Toksyczna wojna, część druga

11 marca. Były agent GRU, współpracujący z brytyjskim wywiadem, Siergiej Skripal został tydzień temu otruty wraz z córką Julią w Salisbury w pobliżu swego domu. Najprawdopodobniej w zamachu na jego życie użyto substancji paralityczno-drgawkowej. Prowadzący intensywne śledztwo zastrzegli, że nie mogą na razie poinformować opinii publicznej, jaka to była substancja. Sprawa Skripala znajduje się w centrum zainteresowania brytyjskiej prasy.

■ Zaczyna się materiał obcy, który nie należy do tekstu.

PR #3067, opened 2021-07-07
chore: allow aria-allowed-role to run virtually

straker:
Converting `is-visible` was a bit of a pain...

Part of issue #2734


lib/commons/aria/get-element-unallowed-roles.js
```diff
@@ -25,26 +31,18 @@ const dpubRoles = [
...
   }
 
-  if (node.hasAttribute('role')) {
-    const nodeRoles = tokenList(node.getAttribute('role').toLowerCase());
+  if (vNode.hasAttr('role')) {
+    const nodeRoles = tokenList(vNode.attr('role').toLowerCase());
     roles = roles.concat(nodeRoles);
   }
 
-  if (node.hasAttributeNS('http://www.idpf.org/2007/ops', 'type')) {
```
straker, line 40: We determined that we no longer need to support this so we're good to move out of it.

lib/commons/dom/is-visible.js
```diff
@@ -112,50 +113,74 @@ function isVisible(el, screenReader, recursed) {
     );
   }
 
-  const vNode = getNodeFromTree(el);
+  const vNode = el instanceof AbstractVirtualNode ? el : getNodeFromTree(el);
```
straker, line 116: The general strategy is check things that virtual node has access to, followed by things only a true DOM node has access to. A detatched virtual node is visible.

test/commons/dom/is-visible.js
```diff
@@ -5,25 +5,24 @@ describe('dom.isVisible', function() {
...
   describe('default usage', function() {
     // Firefox returns `null` if accessed inside a hidden iframe
     it('should return false if computedStyle return null for whatever reason', function() {
-      var orig = window.getComputedStyle;
-      window.getComputedStyle = function() {
-        return null;
-      };
-      assert.isFalse(axe.commons.dom.isVisible(fakeNode));
-      window.getComputedStyle = orig;
+      computedStyleStub = sinon.stub(window, 'getComputedStyle').returns(null);
```
straker, line 23: If this test failed it would not reset the override and so all future tests would fail.

lib/core/utils/is-html-element.js
```diff
@@ -1,137 +1,20 @@
...
 /**
  * Verifies that if a given html tag is valid
  * @method isHtmlElement
  * @memberof axe.utils
- * @param htmlTag htmlTag to check if valid
+ * @param {HTMLElement|VirtualNode} node node to check if valid
  * @return {Boolean} true/ false
  */
 function isHtmlElement(node) {
+  const nodeName = node.props?.nodeName ?? node.nodeName.toLowerCase();
```
WilcoFiers, line 11: <3

lib/core/utils/is-html-element.js
```diff
@@ -1,137 +1,20 @@
...
+
   if (node.namespaceURI === 'http://www.w3.org/2000/svg') {
     return false;
   }
 
-  return htmlTags.includes(node.nodeName.toLowerCase());
+  return Object.keys(standards.htmlElms).includes(nodeName);
```
WilcoFiers, line 17: Don't think you need to create an array here:

```suggestion
  return !!standards.htmlElms[nodeName];
```

The other thing about this, if someone for some reason wanted to unset an HTML element with `axe.configure({ standards })`, they they wouldn't be able to, since this still returns true, even if the prop on `htmlElms` is undefined or null.

lib/commons/aria/get-element-unallowed-roles.js
```diff
@@ -54,21 +52,22 @@ function getRoleSegments(node) {
 /**
  * gets all unallowed roles for a given node
  * @method getElementUnallowedRoles
- * @param {Object} node HTMLElement to validate
- * @param {String} tagName tag name of a node
+ * @param {Object|VirtualNode} node HTMLElement to validate
```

Czym zostali otruci Julia i Siergiej Skripal? Wśród licznych domniemań na czoło wysuwa się gaz bojowy, najprawdopodobniej rozpylony w postaci aerozolu. Musiała to być substancja silnie trująca, bo i policjant, który przybył na wezwanie do nieprzytomnych Skripalów, został porażony tą substancją. Również nieprzytomny znalazł się na kilka dni w szpitalu. Szczęśliwie odzyskał przytomność i może składać zeznania. Łącznie okazano pomoc medyczną 21 osobom, które znalazły się w pobliżu. Brytyjscy eksperci, wypowiadający się dla mediów spekulują, że dzięki „śladom”, jakie trucizna po sobie zostawiła w otoczeniu, są w stanie odtworzyć jej skład. A skład podpowie, gdzie została ona wyprodukowana. Na razie to tylko domysły i spekulacje. Śledztwo próbuje ustalić, gdzie dokonano ataku: w domu Skripala, w pizzerii, gdzie zaatakowani jedli obiad czy może w jeszcze innym miejscu.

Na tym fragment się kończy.